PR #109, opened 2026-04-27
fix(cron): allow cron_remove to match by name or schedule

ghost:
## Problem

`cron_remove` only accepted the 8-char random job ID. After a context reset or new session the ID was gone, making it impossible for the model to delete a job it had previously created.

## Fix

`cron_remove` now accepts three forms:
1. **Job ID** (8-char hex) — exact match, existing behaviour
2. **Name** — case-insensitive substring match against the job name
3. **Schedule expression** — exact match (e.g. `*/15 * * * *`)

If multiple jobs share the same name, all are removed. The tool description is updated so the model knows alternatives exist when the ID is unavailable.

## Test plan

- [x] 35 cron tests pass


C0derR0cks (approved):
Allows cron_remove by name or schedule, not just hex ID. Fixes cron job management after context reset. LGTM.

#####

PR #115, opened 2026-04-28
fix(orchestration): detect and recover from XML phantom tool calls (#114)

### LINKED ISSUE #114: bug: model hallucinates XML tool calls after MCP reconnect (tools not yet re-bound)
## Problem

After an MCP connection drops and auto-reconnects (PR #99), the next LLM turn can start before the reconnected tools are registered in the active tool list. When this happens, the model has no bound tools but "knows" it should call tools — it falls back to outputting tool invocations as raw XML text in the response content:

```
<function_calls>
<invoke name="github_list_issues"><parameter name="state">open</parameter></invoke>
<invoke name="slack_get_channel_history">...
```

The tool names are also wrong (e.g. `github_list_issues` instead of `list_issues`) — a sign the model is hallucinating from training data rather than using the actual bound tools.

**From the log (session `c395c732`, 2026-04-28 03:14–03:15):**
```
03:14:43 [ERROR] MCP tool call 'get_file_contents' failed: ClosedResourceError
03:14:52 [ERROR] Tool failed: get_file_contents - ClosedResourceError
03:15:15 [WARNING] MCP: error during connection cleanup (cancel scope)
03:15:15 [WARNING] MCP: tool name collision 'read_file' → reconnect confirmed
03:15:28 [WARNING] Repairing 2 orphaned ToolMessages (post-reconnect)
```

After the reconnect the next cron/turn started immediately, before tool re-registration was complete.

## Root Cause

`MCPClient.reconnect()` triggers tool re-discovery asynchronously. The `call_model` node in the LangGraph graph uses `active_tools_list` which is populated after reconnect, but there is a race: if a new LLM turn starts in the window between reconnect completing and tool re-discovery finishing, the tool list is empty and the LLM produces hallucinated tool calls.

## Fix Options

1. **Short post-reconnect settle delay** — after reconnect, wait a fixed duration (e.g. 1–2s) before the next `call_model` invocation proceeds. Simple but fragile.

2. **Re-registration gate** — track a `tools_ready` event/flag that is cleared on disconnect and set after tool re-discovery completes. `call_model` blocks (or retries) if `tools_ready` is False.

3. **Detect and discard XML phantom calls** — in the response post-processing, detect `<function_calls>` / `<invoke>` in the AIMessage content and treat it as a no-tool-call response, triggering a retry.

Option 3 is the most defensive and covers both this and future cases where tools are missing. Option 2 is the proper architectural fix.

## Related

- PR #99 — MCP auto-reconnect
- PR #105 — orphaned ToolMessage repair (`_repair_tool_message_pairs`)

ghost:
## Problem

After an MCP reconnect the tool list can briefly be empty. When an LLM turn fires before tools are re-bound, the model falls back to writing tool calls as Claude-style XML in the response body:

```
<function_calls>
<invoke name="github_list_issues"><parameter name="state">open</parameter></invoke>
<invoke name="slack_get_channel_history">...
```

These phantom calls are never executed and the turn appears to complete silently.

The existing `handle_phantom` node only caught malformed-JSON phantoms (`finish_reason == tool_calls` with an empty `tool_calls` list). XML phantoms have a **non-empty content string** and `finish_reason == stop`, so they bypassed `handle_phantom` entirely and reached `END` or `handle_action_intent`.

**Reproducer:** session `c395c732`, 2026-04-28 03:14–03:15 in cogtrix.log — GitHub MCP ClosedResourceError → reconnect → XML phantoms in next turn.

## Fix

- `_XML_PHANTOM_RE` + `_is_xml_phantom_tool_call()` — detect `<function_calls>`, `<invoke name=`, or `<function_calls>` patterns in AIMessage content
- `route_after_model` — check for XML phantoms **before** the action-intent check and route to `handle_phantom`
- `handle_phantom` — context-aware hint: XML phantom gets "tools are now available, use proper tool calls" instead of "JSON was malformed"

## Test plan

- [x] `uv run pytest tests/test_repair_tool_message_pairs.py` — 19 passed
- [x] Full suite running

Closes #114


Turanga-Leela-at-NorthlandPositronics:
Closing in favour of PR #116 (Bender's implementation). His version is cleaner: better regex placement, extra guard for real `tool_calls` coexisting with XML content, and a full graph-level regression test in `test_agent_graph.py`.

#####

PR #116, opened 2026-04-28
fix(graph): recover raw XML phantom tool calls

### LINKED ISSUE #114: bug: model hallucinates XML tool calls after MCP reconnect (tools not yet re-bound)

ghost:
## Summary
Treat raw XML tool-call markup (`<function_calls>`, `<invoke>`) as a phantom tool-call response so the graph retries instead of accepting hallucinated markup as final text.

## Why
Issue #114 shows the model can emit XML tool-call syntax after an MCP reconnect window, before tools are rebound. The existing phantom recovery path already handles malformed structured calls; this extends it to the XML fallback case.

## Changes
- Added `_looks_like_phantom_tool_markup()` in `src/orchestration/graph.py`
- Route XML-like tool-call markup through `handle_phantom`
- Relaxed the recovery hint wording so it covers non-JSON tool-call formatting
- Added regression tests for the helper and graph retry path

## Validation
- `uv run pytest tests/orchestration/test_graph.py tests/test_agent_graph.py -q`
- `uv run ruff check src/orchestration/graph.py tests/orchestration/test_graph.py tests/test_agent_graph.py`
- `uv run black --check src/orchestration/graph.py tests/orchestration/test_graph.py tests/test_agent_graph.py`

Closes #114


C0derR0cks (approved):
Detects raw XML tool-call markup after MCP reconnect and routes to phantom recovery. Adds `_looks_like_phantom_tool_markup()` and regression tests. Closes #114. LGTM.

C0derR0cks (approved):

#####

From the data, list each line in which the string "registration" appears.

After the reconnect the next cron/turn started immediately, before tool re-registration was complete.
2. **Re-registration gate** — track a `tools_ready` event/flag that is cleared on disconnect and set after tool re-discovery completes. `call_model` blocks (or retries) if `tools_ready` is False.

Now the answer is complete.